**TASK ITEM**. Each entry needs to be reproduced exactly, with none left out.

**DATA UNDER STUDY**.
PR #7310, opened 2019-08-26
[Fix #7261] Do not insert empty lines in FrozenStringLiteralComment

### LINKED ISSUE #7261: Autocorrect reacts to EmptyLineAfterMagicComment config
## Basic Problem

When running `rubocop -a` to fix auto-correctable offenses, `# frozen_string_literal: true` and  a blank line are added to the top of every file.  It would be desirable for this newline not to be present in the case of `Layout/EmptyLineAfterMagicComment` being disabled.

## Solution

When running `rubocop -a`, do not place an empty line after `# frozen_string_literal: true` if `Layout/EmptyLineAfterMagicComment` is disabled for the given file or altogether.

buehmann:
`FrozenStringLiteralComment` should only be concerned about inserting/removing the magic comment as necessary but not about its spacing. So it should never insert empty lines.

The spacing is the responsibility of `EmptyLineAfterMagicComment`.

This closes #7261.

The change itself was pretty straightforward but I was surprised how much impact it had on other specs, especially on `cli_autocorrect_spec.rb` although the examples there mostly did not care at all about how `FrozenStringLiteralComment` works. By adding a lot of `--only`s I tried to restrict these examples to the cops they really need (if possible) such that they will not be affected by similar changes in the future.

### DIFF
--- a/CHANGELOG.md
+++ b/CHANGELOG.md
@@ -26,6 +26,7 @@
 
 * [#7275](https://github.com/rubocop-hq/rubocop/issues/7275): Make `Style/VariableName` aware argument names when invoking a method. ([@koic][])
 * [#3534](https://github.com/rubocop-hq/rubocop/issues/3534): Make `Style/IfUnlessModifier` report and auto-correct modifier lines that are too long. ([@jonas054][])
+* [#7261](https://github.com/rubocop-hq/rubocop/issues/7261): `Style/FrozenStringLiteralComment` no longer inserts an empty line after the comment. This is left to `Layout/EmptyLineAfterMagicComment`. ([@buehmann][])
 
 ## 0.74.0 (2019-07-31)
 
--- a/lib/rubocop/cop/style/frozen_string_literal_comment.rb
+++ b/lib/rubocop/cop/style/frozen_string_literal_comment.rb
@@ -121,42 +121,25 @@ module RuboCop
         end
 
         def insert_comment(corrector)
-          last_special_comment = last_special_comment(processed_source)
-          if last_special_comment.nil?
-            corrector.insert_before(correction_range, preceding_comment)
+          comment = last_special_comment(processed_source)
+
+          if comment
+            corrector.insert_after(line_range(comment.line), following_comment)
           else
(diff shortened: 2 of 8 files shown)


CHANGELOG.md
```diff
@@ -26,6 +26,10 @@
 
 * [#7275](https://github.com/rubocop-hq/rubocop/issues/7275): Make `Style/VariableName` aware argument names when invoking a method. ([@koic][])
 
+### Changes
+
+* [#7261](https://github.com/rubocop-hq/rubocop/issues/7261): `Style/FrozenStringLiteralComment` no longer inserts an empty line after the comment. This is left to `Layout/EmptyLineAfterMagicComment`. ([@buehmann][])
+
```
buehmann: Oh, I have to move this up.

lib/rubocop/cop/style/frozen_string_literal_comment.rb
```diff
@@ -122,41 +122,22 @@ def remove_comment(corrector, node)
 
         def insert_comment(corrector)
```
Drenmi: Since the value of `line` here depends on whether `last_special_comment` is `nil` or not, I think it'd be easier to follow what's going on if that was lifted into the conditional, i.e.:

```ruby
last_special_comment = last_special_comment(processed_source)

if last_special_comment.nil?
  line_range = processed_source.buffer.line_range(1)

  corrector.insert_before(line_range, preceding_comment)
else
  line_range = processed_source.buffer.line_range(last_special_comment.line)

  corrector.insert_after(line_range, following_comment)
end
```

I would personally rather have this piece of duplication and make the conditional cases clearer. WDYT?

buehmann: You're right: That piece of code can be improved. I just pushed a variant of your second suggestion.

bbatsov:
The changes look ok to me. I'll wait until you agree with @Drenmi on the final cleanup of the code.

bbatsov:
@buehmann Can you rebase?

**TASK RESULT**.
PR #7310, opened 2019-08-26
[Fix #7261] Do not insert empty lines in FrozenStringLiteralComment

### LINKED ISSUE #7261: Autocorrect reacts to EmptyLineAfterMagicComment config
## Basic Problem

When running `rubocop -a` to fix auto-correctable offenses, `# frozen_string_literal: true` and  a blank line are added to the top of every file.  It would be desirable for this newline not to be present in the case of `Layout/EmptyLineAfterMagicComment` being disabled.

## Solution

When running `rubocop -a`, do not place an empty line after `# frozen_string_literal: true` if `Layout/EmptyLineAfterMagicComment` is disabled for the given file or altogether.

buehmann:
`FrozenStringLiteralComment` should only be concerned about inserting/removing the magic comment as necessary but not about its spacing. So it should never insert empty lines.

The spacing is the responsibility of `EmptyLineAfterMagicComment`.

This closes #7261.

The change itself was pretty straightforward but I was surprised how much impact it had on other specs, especially on `cli_autocorrect_spec.rb` although the examples there mostly did not care at all about how `FrozenStringLiteralComment` works. By adding a lot of `--only`s I tried to restrict these examples to the cops they really need (if possible) such that they will not be affected by similar changes in the future.

### DIFF
--- a/CHANGELOG.md
+++ b/CHANGELOG.md
@@ -26,6 +26,7 @@
 
 * [#7275](https://github.com/rubocop-hq/rubocop/issues/7275): Make `Style/VariableName` aware argument names when invoking a method. ([@koic][])
 * [#3534](https://github.com/rubocop-hq/rubocop/issues/3534): Make `Style/IfUnlessModifier` report and auto-correct modifier lines that are too long. ([@jonas054][])
+* [#7261](https://github.com/rubocop-hq/rubocop/issues/7261): `Style/FrozenStringLiteralComment` no longer inserts an empty line after the comment. This is left to `Layout/EmptyLineAfterMagicComment`. ([@buehmann][])
 
 ## 0.74.0 (2019-07-31)
 
--- a/lib/rubocop/cop/style/frozen_string_literal_comment.rb
+++ b/lib/rubocop/cop/style/frozen_string_literal_comment.rb
@@ -121,42 +121,25 @@ module RuboCop
         end
 
         def insert_comment(corrector)
-          last_special_comment = last_special_comment(processed_source)
-          if last_special_comment.nil?
-            corrector.insert_before(correction_range, preceding_comment)
+          comment = last_special_comment(processed_source)
+
+          if comment
+            corrector.insert_after(line_range(comment.line), following_comment)
           else
(diff shortened: 2 of 8 files shown)


CHANGELOG.md
```diff
@@ -26,6 +26,10 @@
 
 * [#7275](https://github.com/rubocop-hq/rubocop/issues/7275): Make `Style/VariableName` aware argument names when invoking a method. ([@koic][])
 
+### Changes
+
+* [#7261](https://github.com/rubocop-hq/rubocop/issues/7261): `Style/FrozenStringLiteralComment` no longer inserts an empty line after the comment. This is left to `Layout/EmptyLineAfterMagicComment`. ([@buehmann][])
+
```
buehmann: Oh, I have to move this up.

lib/rubocop/cop/style/frozen_string_literal_comment.rb
```diff
@@ -122,41 +122,22 @@ def remove_comment(corrector, node)
 
         def insert_comment(corrector)
```
Drenmi: Since the value of `line` here depends on whether `last_special_comment` is `nil` or not, I think it'd be easier to follow what's going on if that was lifted into the conditional, i.e.:

```ruby
last_special_comment = last_special_comment(processed_source)

if last_special_comment.nil?
  line_range = processed_source.buffer.line_range(1)

  corrector.insert_before(line_range, preceding_comment)
else
  line_range = processed_source.buffer.line_range(last_special_comment.line)

  corrector.insert_after(line_range, following_comment)
end
```

I would personally rather have this piece of duplication and make the conditional cases clearer. WDYT?

buehmann: You're right: That piece of code can be improved. I just pushed a variant of your second suggestion.

bbatsov:
The changes look ok to me. I'll wait until you agree with @Drenmi on the final cleanup of the code.

bbatsov:
@buehmann Can you rebase?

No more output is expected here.